In a new study recently published in Scientific Reports, researchers used stable isotope analysis as part of an interdisciplinary approach to unravel the dietary habits of Late Bronze Age (ca. 1300 to 800 BCE) inhabitants in central Germany. Investigating the archaeological sites of Esperstedt and Kuckenburg in Saxony-Anhalt, where inhumation burials offer a unique glimpse into subsistence practices, the study sheds light on the complex interplay of cultural, economic, and environmental factors during a period of many societal transformations.

This study employs stable isotope analysis, radiocarbon dating, archaeobotanical analysis, and archaeology to trace shifts in agricultural practices and culinary traditions at a time in which many societal changes were taking place. Notably, the research reveals that Bronze Age residents of the area transitioned from exclusively cultivating and consuming plants like wheat and barley to an agricultural repertoire that included broomcorn millet.

The team identified the dietary changes by examining the stable carbon isotope ratios and stable nitrogen isotope ratios found in bone collagen. These stable isotope values can help to reveal the major components of an individual’s diet, including distinct types of plants. C3 plants like wheat and barley show lower stable carbon isotope values than C4 plants like millet, and by comparing the values over time, the researchers were able to estimate shifts in the population's diet.

As the researchers explore the adoption, peak, and decline of millet consumption, questions arise regarding the reasons for the adoption (around 1400 BCE) and disappearance of millet consumption (around 1050 BCE). While factors such as trade networks, population growth, and cultural preferences are considered, a pivotal role emerges for climatic changes in the region. The study suggests that increased aridity, indicated by paleoclimatic data in the wider region, may have influenced the economic focus on millet due to its resilience in periods of lower precipitation and higher yields in unfavorable conditions.

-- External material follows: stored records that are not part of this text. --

PR #761, opened 2017-02-16
Mpuncel/rc key watch

mpuncel:


mpuncel:
This PR contains commits from #760 so please review that first

pkg/store/consul/consulutil/watch_test.go
```diff
@@ -207,6 +208,65 @@ func TestWatchPrefix(t *testing.T) {
...
+	// The watcher should ignore kv3a, which is outside its prefix
+	f.Client.KV().Put(kv3a, nil)
+	f.Client.KV().Delete(kv2a.Key, nil)
+	keys = <-keysChan
+	if len(keys.Keys) != 0 {
+		t.Error("watch did not ignore keys outside of prefix")
+	}
+	close(done)
+	done = nil
+	for _ = range keysChan {
```
petertseng: just `for range keysChan` will suffice... some tool will correct us, though maybe we don't run it by default. Maybe it's `go fmt -s` or something.

pkg/store/consul/consulutil/watch_test.go
```diff
@@ -207,6 +208,65 @@ func TestWatchPrefix(t *testing.T) {
...
+	kv1b := &api.KVPair{Key: "prefix/hello", Value: []byte("do")}
+	kv2a := &api.KVPair{Key: "prefix/test", Value: []byte("not")}
+	kv3a := &api.KVPair{Key: "something", Value: []byte("matter")}
+
+	// Process existing data
+	f.Client.KV().Put(kv1a, nil)
+	keysChan := WatchKeys("prefix/", f.Client.KV(), done, 0)
+	keys := <-keysChan
+	if !reflect.DeepEqual(keys.Keys, []string{kv1a.Key}) {
+		t.Error("existing data not recognized")
```
petertseng: optional: perhaps the keys that do exist can be shown, to aid debugging if something does fail in tests.

pkg/store/consul/consulutil/ops.go
```diff
@@ -96,6 +96,42 @@ func List(
...
+	keys      []string
+	queryMeta *api.QueryMeta
+	err       error
+}
+
+// SafeKeys performs a KV Keys operation that can be canceled. When the "done"
+// channel is closed, CanceledError will be immediately returned. (The HTTP RPC
+// can't be canceled, but it will be ignored.) Errors from Consul will be
+// wrapped in a KVError value.
+func SafeKeys(
```
petertseng: I don't know if I'd be asking for too much if I ask for more specificity in the name, like `CancelableKeys`?

I suppose all I'll ask for is consistency. If we have other uses of `Safe` that all mean "cancelable", then I suppose this will be OK. But if `Safe` means other things in other instances in our codebase, then I will be suspicious of this name.

pkg/rc/farm.go
```diff
@@ -210,8 +211,21 @@ START_LOOP:
...
 				rcLogger.NoFields().Infoln("Acquired lock on new replication controller, spawning")
 
+				// TODO: maybe we don't need to fetch the RC
+				// here, but that involves changing replication
+				// controller code which expands the scope of
+				// the change to watching RC keys rather than
+				// values.  Also it probably doesn't matter
+				// much since we won't actually be doing a
+				// fetch that often (only when lock not held)
+				rc, err := rcf.rcStore.Get(rcKey.ID)
```
petertseng: hmm. one might wonder what the effect will be on a bunch of small `Get`s - for example, what happens when we turn on the RC farms after an extended outage so nothing is locked, so eventually all the RCs will be gotten? (grammar?) Or what happens when one node releases all its locks?

I don't mind deferring this question until later.

pkg/rc/farm.go
```diff
@@ -267,8 +281,21 @@ START_LOOP:
...
+// that an RC cannot be unmarshaled from JSON if there is no replicas_desired
+// field which would be the most likely way that all RC counts would be zeroed
+// out.
+func (rcf *Farm) initialFailsafe() {
+	rcFields, err := rcf.rcStore.List()
+	if err != nil {
+		panic(fmt.Sprintf("unable to do initial list of RCs to evaluate failsafe check: %s", err))
+	}
+
 	if len(rcFields) == 0 {
```
petertseng: I wish this could call `failsafe(rcFields)` to avoid duplicate code, but the types are different! Doh.

pkg/store/consul/rcstore/consul_store.go
```diff
@@ -195,44 +197,78 @@ func (s *consulStore) WatchNew(quit <-chan struct{}) (<-chan []fields.RC, <-chan
...
-// locks that were not held at some recent time
+// WatchRCKeysWithLockInfo executes periodic consul watch queries for
+// replication controller keys and passes the results on a channel along with
+// information about which keys have locks on them. Only keys are returned as a
+// bandwidth performance optimization. To observe changes to the fields of a
+// replication controller, individual watches should be used. Lock info is
+// returned so that it can be used to not try to lock RCs that are already
+// locked. In other words, it's a QPS optimization over the naive solution of
+// always attempting to lock every RC and relying on the consul server to
+// decide whether the lock is own.
```
petertseng: is *owned* rather than is *own*?

pkg/store/consul/rcstore/consul_store.go
```diff
@@ -195,44 +197,78 @@ func (s *consulStore) WatchNew(quit <-chan struct{}) (<-chan []fields.RC, <-chan
...
+					continue
+				}
+			}
+
+			rcIDs, err := keysToRCIDs(watchedKeys.Keys)
+			if err != nil {
+				select {
+				case <-quit:
+					return
+				case combinedErrCh <- watchedKeys.Err:
```
petertseng: (I predict this comment will end up displaying on the wrong line - I mean to comment on line 249, after you check `err != nil`)

Checking `err != nil`, but sending `watchedKeys.Err` instead of `err`? Should it be `err` instead? If it's intentional, tell me why

pkg/store/consul/rcstore/consul_store_test.go
```diff
@@ -354,38 +355,76 @@ func TestPublishLatestRCsWithLockInfoNoLocks(t *testing.T) {
...
+		},
+		{
+			Keys: []string{"replication_controllers/malformed_uuid"},
+			Err:  true,
+		},
+	}
+
+	for i, tc := range testCases {
+		ids, err := keysToRCIDs(tc.Keys)
+		if err != nil && tc.Err == false {
```
petertseng: do you specifically like having `b == false` rather than `!b`?

pkg/store/consul/rcstore/consul_store_test.go
```diff
@@ -354,38 +355,76 @@ func TestPublishLatestRCsWithLockInfoNoLocks(t *testing.T) {
...
+			t.Errorf("Case %d: unexpected error: %s", i, err)
+			continue
+		} else if err == nil && tc.Err == true {
```
petertseng: do you specifically like having `b == true` rather than `b`?

pkg/ds/farm_test.go
```diff
@@ -1048,7 +1048,7 @@ func waitForMutateSelectorFarms(firstFarm *Farm, secondFarm *Farm, ds ds_fields.
 // Polls for a condition to happen, will return an error if it does not happen
 // before the timeout
 func waitForCondition(condition func() error) error {
-	timeout := time.After(10 * time.Second)
+	timeout := time.After(20 * time.Second)
```
petertseng: oh! now that we fixed test flakes, do we still need this?

pkg/store/consul/consulutil/ops.go
```diff
@@ -96,6 +96,42 @@ func List(
 	}
 }
 
+type ConsulKeyser interface {
```
mpuncel: lol what jokes?

petertseng: Keyser Soze

pkg/store/consul/consulutil/ops.go
mpuncel: the other ones are called `Safe` also, i agree with you that that word doesn't make sense to me

pkg/rc/farm.go
mpuncel: hmm yeah I hadn't thought about what happens when the server turns on. I do think it'll be okay though, I believe consul is very efficient at single key retrievals. The main issue if there was one would probably be the http server spending a lot of effort on tls setup but connection pooling would probably make that better? In any case I think it should be okay but probably this fetch could be removed if we fix up RC code

pkg/store/consul/rcstore/consul_store.go
mpuncel: good catch

pkg/store/consul/rcstore/consul_store_test.go
mpuncel: lol i do stupid things like that sometimes with booleans

pkg/ds/farm_test.go
mpuncel: i think you're right

mpuncel:
I've addressed all the feedback, squashed into the commits

pkg/store/consul/consulutil/watch_test.go
```diff
@@ -207,6 +208,65 @@ func TestWatchPrefix(t *testing.T) {
...
+	keys := <-keysChan
+	if !reflect.DeepEqual(keys.Keys, []string{kv1a.Key}) {
+		t.Error("existing data not recognized, wanted %s but got %s", []string{kv1a.Key}, keys.Keys)
+	}
+
+	// Get an updates when the data changes (create, modify, delete)
+	f.Client.KV().Put(kv1b, nil)
+	keys = <-keysChan
+	if !reflect.DeepEqual(keys.Keys, []string{kv1b.Key}) {
+		t.Error("keys changed inappropriately")
```
petertseng: hmm. I'm sorry to say (because it will be a bit of work) that I also meant all other places in this file where `keys.Keys` was not the expected value

mpuncel: fixed that

mpuncel:
thanks @petertseng for the thorough reviews!

PR #763, opened 2017-02-16
Fix test flake in daemon_set_test.go

mpuncel:


pkg/ds/daemon_set_test.go
```diff
@@ -309,7 +307,7 @@ func TestSchedule(t *testing.T) {
 	labeled = labeledPods(t, ds)
 	Assert(t).AreEqual(len(labeled), expectedNodes, "Expected no nodes to be unlabeled")
 
-	err = waitForPodsInIntent(consulStore, len(beforeDeletePods))
+	err = waitForPodsInIntent(consulStore, 12)
```
petertseng: as this code is written, 12 will be the right number (I'll explain why later), but I believe the test might still fail if the daemon set gets deleted (and stops replicating) before the pod makes it to all 12. So, maybe a `waitForPodsInIntent(consulStore, 12)` before the delete would be appropriate.

12 is currently the right number because the 11 nodeQuality=good nodes on which the pod was previously scheduled hit the `"Reality for this node matches this DS. No action required."` and therefore they don't get new pods in intent.

Changing the manifest or having something clear out reality will ensure that all 23 show up.

petertseng: Then again, it's not very useful to wait for a number that's already there, since it will just exit immediately.

mpuncel: > 12 is currently the right number because the 11 nodeQuality=good nodes on which the pod was previously scheduled hit the "Reality for this node matches this DS. No action required." and therefore they don't get new pods in intent.

shouldn't there be intent entries left over from one of the previous replications?

mpuncel: ohhh i think the bug is in the fake preparer!

pkg/ds/daemon_set_test.go
```diff
@@ -28,40 +28,46 @@ const (
...
+		return util.Errorf("error getting pod locations: %s", err)
+	}
+
 	timedOut := false
 
 	// This for loop runs until you either time out or len(podLocations) == desired
 	// then return the length of whatever ds.CurrentNodes() is
 	for len(podLocations) != desired && !timedOut {
 		select {
 		case <-time.Tick(100 * time.Millisecond):
```
petertseng: you changed a `<-time.Tick` to a `<-time.After` further below - here too?

pkg/ds/daemon_set_test.go
```diff
@@ -289,28 +317,33 @@ func TestSchedule(t *testing.T) {
...
-	Assert(t).IsNil(err, "Unable to list intent/")
 	ds.logger.NoFields().Info("Deleting daemon set...")
 	err = dsStore.Delete(ds.ID())
 	if err != nil {
 		t.Fatalf("Unable to delete daemon set: %v", err)
 	}
 	// behavior change: Deleting a daemon set will no longer unschedule its pods (for now)
-	numNodes = waitForNodes(t, ds, 12, desiresErrCh, dsChangesErrCh)
-	Assert(t).AreEqual(numNodes, expectedNodes, "Unexpected number of nodes labeled")
+	err = waitForNodes(ds, 12, desiresErrCh, dsChangesErrCh)
```
petertseng: so now that you've made this error... how is it that it doesn't error? there really should be 23, right???

pkg/store/consul/consultest/fake_preparer.go
```diff
@@ -51,11 +51,7 @@ func (f *FakePreparer) Enable() {
 					f.logger.Errorf("Error getting all pods: %v", err)
 					continue
 				}
-				// Make a copy to know what to delete
-				podsToDelete := make(map[consul.ManifestResult]struct{})
-				for _, manifestResult := range allPods {
```
petertseng: this could have still been valid, but it would have needed to range over Reality, not Intent.

pkg/store/consul/consultest/fake_preparer.go
```diff
@@ -66,17 +62,33 @@ func (f *FakePreparer) Enable() {
...
-						consul.REALITY_TREE,
-						manifestResult.PodLocation.Node,
-						manifestResult.PodLocation.PodID,
-					)
-					if err != nil {
-						f.logger.Errorf("Error deleting pod: %v", err)
+				for _, manifestResult := range allReality {
+					found := false
+					for _, intentPod := range allPods {
+						if intentPod.PodLocation.Node == manifestResult.PodLocation.Node {
```
petertseng: why does it only check the `Node` and not the `PodID`?

This means that if I have intent: `node1/b`, and reality: `node1/a, node1/b`, then `node1/a` doesn't get deleted when it should, right?

mpuncel: I will fix that pronto

pkg/ds/daemon_set_test.go
mpuncel: probably because 12 is on the way to 23, so for some period of time it's true

mpuncel: actually that makes no sense because it was 23 before

pkg/ds/daemon_set_test.go
```diff
@@ -289,28 +321,33 @@ func TestSchedule(t *testing.T) {
...
-	Assert(t).IsNil(err, "Unable to list intent/")
 	ds.logger.NoFields().Info("Deleting daemon set...")
 	err = dsStore.Delete(ds.ID())
 	if err != nil {
 		t.Fatalf("Unable to delete daemon set: %v", err)
 	}
 	// behavior change: Deleting a daemon set will no longer unschedule its pods (for now)
-	numNodes = waitForNodes(t, ds, 12, desiresErrCh, dsChangesErrCh)
-	Assert(t).AreEqual(numNodes, expectedNodes, "Unexpected number of nodes labeled")
+	err = waitForNodes(ds, 23, desiresErrCh, dsChangesErrCh)
```
petertseng: could be expectedNodes, but OK.

PR #764, opened 2017-02-17
Integration: Use bento box, install necessary dependencies

petertseng:


integration/common-provision.sh
```diff
@@ -33,14 +33,13 @@ openssl req -x509 -newkey rsa:2048 -keyout $CERTPATH/key.pem -out $CERTPATH/cert
 
 go version
 
+sudo yum install -y ruby rubygem-rake gcc git
```
petertseng: I want to find evidence of necessity of each of these, just a second.

integration/common-provision.sh
```diff
@@ -33,14 +33,17 @@ openssl req -x509 -newkey rsa:2048 -keyout $CERTPATH/key.pem -out $CERTPATH/cert
...
+# git is required to `go get`
+sudo yum install -y rubygem-rake gcc git
+
 # Build p2.
 cd $GOPATH/src/github.com/square/p2
 go install ./...
 cp $GOPATH/bin/p2-exec /usr/local/bin
 
-# Install ruby + rake
-sudo yum install -y ruby rubygem-rake
```
petertseng: I assumed that `rubygem-rake` would cause `ruby` to get installed as well.

integration/common-provision.sh
```diff
@@ -33,14 +33,17 @@ openssl req -x509 -newkey rsa:2048 -keyout $CERTPATH/key.pem -out $CERTPATH/cert
 
 go version
 
+# check.go assumes rake to be present (it invokes `rake install`)
+# gcc is required to `go install` certain packages, probably those that `import "C"`
+# (p2/bin/p2-exec, opencontainers/runc/libcontainer/system, mattn/go-sqlite3)
+# git is required to `go get`
+sudo yum install -y rubygem-rake gcc git
```
petertseng: moved up, because as I say, we need `gcc` to `go install`, and there is a `go install` below.

PR #768, opened 2017-02-21
This commit updates protobuf to

mpuncel:
69b215d01a5606c843240eab4937eab3acee6530 and update gRPC to v1.0.5.

Background: I'd like to upgrade the version of gRPC that Square uses,
and that requires generating proto messages with protobuf that is
consistent with what gRPC uses. (Otherwise we will get a compile error
since SupportPackageIsVersionX does not exist.)

This commit will upgrade P2's protobuf to use the latest upstream
master that is same as Square's internal fork. We also need
to upgrade gRPC to avoid the same compile error inside the p2 repo.

Run the following commands to update the dep:

```
> godep restore
> cd ~/Development/go/src/google.golang.org/grpc/
> git co v1.0.5
> cd -
> cd ~/Development/go/src/github.com/golang/protobuf/
> git co 69b215d01a5606c843240eab4937eab3acee6530
> cd -
> godep update google.golang.org/grpc/... github.com/golang/protobuf/...
> protoc --go_out=plugins=grpc:. pkg/grpc/podstore/protos/podstore.proto
```

### DIFF
--- a/Godeps/Godeps.json
+++ b/Godeps/Godeps.json
@@ -1,7 +1,7 @@
 {
 	"ImportPath": "github.com/square/p2",
 	"GoVersion": "go1.7",
-	"GodepVersion": "v75",
+	"GodepVersion": "v79",
 	"Packages": [
 		"./..."
 	],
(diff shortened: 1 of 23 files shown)


kkaneda:
Thanks! LGTM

This study not only contributes to understanding the past dynamics of millet adoption and abandonment but also resonates with contemporary challenges. The parallels between ancient responses to climatic threats and current cultivation experiments with millet underscore the relevance of past agricultural practices in addressing present-day concerns. As the United Nations declared 2023 as the International Year of Millets, this research serves as a timely and valuable resource for informing present-day actions amid climate change and increasing natural disasters, emphasizing the enduring role of millet as a resilient and adaptive crop.